The DNA sequences of the telomere repeats and an adjacent twenty-seven base pairs from the two strains of F. oxysporum were the same except for one base substitution (Figure 2). Interestingly, the two F. oxysporum sequences had a significant similarity to a segment in pUC12 which was the site of in vivo modifications in the formation of pFOLT4R4. This DNA sequence similarity could have acted as a recognition site for the host's telomerase or could have provided enough similarity for a recombination event to have occurred between the transforming vector and the host's chromosomes. In addition to the telomere repeats, pFOLT4R4 also contained a three base pair sequence (box in figure 2) which was not part of the pUC12 sequence, but appeared to be of fungal origin because of its similarity to the sequences in 699 and 808. The small difference was probably due to pFOLT4R4 acquiring its telomere sequences from strain 73. Once a good telomere clone is obtained from strain 73, this can be confirmed. With the information available, it can still be concluded a recombination event must have occurred which added the telomere sequences to the vector. A telomerase could have only added the repeating telomere unit (TTAGGG) but recombination could add the repeats and also some flanking sequences as observed in this case. This would explain the initial addition of telomeres to one end of the transforming vector. Locating, subcloning, and sequencing the modification site at the other end of pFOLT4R4 should give answers about how the first modified end was duplicated and translocated to the other side of the vector. It is expected another recombinational event was the most likely cause.

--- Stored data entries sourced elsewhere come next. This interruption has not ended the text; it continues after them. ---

PR #114, opened 2017-02-09
[RUNTIME] Dynamic IP change for Ansible

bodiddles:
IP that Ansible sends to changes according to first message sent to us from Dawn.
    
Tested with fake_dawn but requires integration testing with real Dawn as they need to implement new communications protocol.
    
UDP receive waits to receive initial message and then messages runtime to spawn the UDP send process with known ip address.

### DIFF
--- a/runtime/testy/Ansible.py
+++ b/runtime/testy/Ansible.py
@@ -77,6 +77,7 @@ class UDPSendClass(AnsibleHandler):
         self.sendBuffer = TwoBuffer()
         packagerName = THREAD_NAMES.UDP_PACKAGER
         sockSendName = THREAD_NAMES.UDP_SENDER
+        self.dawn_ip = None
         super().__init__(packagerName, UDPSendClass.packageData, sockSendName,
                          UDPSendClass.udpSender, badThingsQueue, stateQueue, pipe)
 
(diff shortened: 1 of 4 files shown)


runtime/testy/runtime.py
```diff
@@ -47,10 +47,10 @@ def nonTestModePrint(*args):
 
   try:
     spawnProcess(PROCESS_NAMES.STATE_MANAGER, startStateManager)
-    spawnProcess(PROCESS_NAMES.UDP_SEND_PROCESS, startUDPSender)
     spawnProcess(PROCESS_NAMES.UDP_RECEIVE_PROCESS, startUDPReceiver)
     spawnProcess(PROCESS_NAMES.HIBIKE, startHibike)
     controlState = "idle"
+    connectionState = False
```
yizow: consider changing to something like `dawn_connected`

runtime/testy/Ansible.py
```diff
@@ -77,6 +77,8 @@ def __init__(self, badThingsQueue, stateQueue, pipe):
         self.sendBuffer = TwoBuffer()
         packagerName = THREAD_NAMES.UDP_PACKAGER
         sockSendName = THREAD_NAMES.UDP_SENDER
+        stateQueue.put([SM_COMMANDS.SEND_ADDR, [PROCESS_NAMES.UDP_SEND_PROCESS]])
+        self.dawn_ip = pipe.recv()[0]
```
yizow, line 81: i dont think you need to `[0]`

yizow (changes requested):
Minor bug/ style

runtime/testy/Ansible.py
brandonxxlee: Technically what is saved in stateManager is the address of dawn, which is a tuple of (IP, Port). Here we are just pulling out the IP from the address. Perhaps we don't ever need the port, and should filter it out from the beginning?

yizow (approved):
LGTM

This phenomenon of in vivo modifications is significant to anyone utilizing fungal transformations. Instability of transformants is a very common occurrence in fungal transformations and there have been many explanations for these observations. The possibility of fungal vectors acquiring the host's ARS and/or telomere sequences by recombination could also explain many of these observations and should be considered when evaluating transformations. If this type of modification is common among different fungi, it would be a valuable source of sequences for constructing autonomously replicating vectors.

Figure 1: Bal31 digested F. oxysporum DNA probed with putative telomere sequences.
Panel A. A 0.7% agarose gel containing DNA digested with Bal31 for 0, 5, 10, 15, 20, and 25 minutes. Arrow heads point to DNA bands representing interior DNA fragments.
Panel B. Blot of gel in panel A, probed with 32P labeled DNA fragment containing 20 telomere repeat units.


Figure 2: Comparison of sequences from: the in vivo modification site of pUC12; the DNA adjacent to the telomere repeats of the fungal-modified, autonomously replicating plasmid, pFOLT4R4; the DNA adjacent to the telomere repeats of F. oxysporum strain PHW699 (699); and the DNA adjacent to the telomere repeats of F. oxysporum strain PHW808 (808). Arrows underline the beginning of the telomere repeat units which are repeated from three to eighteen times in the different clones. The box highlights three base pairs in pFOLT4R4 which are not part of the telomere repeats and are not part of the pUC12 sequences. The underlined bases in 699 and 808 represent the single base difference between these strain's sequences. The lines between the plasmids (top two sequences) and the telomeres of F. oxysporum (third and fourth sequence) show one possible sequence similarity.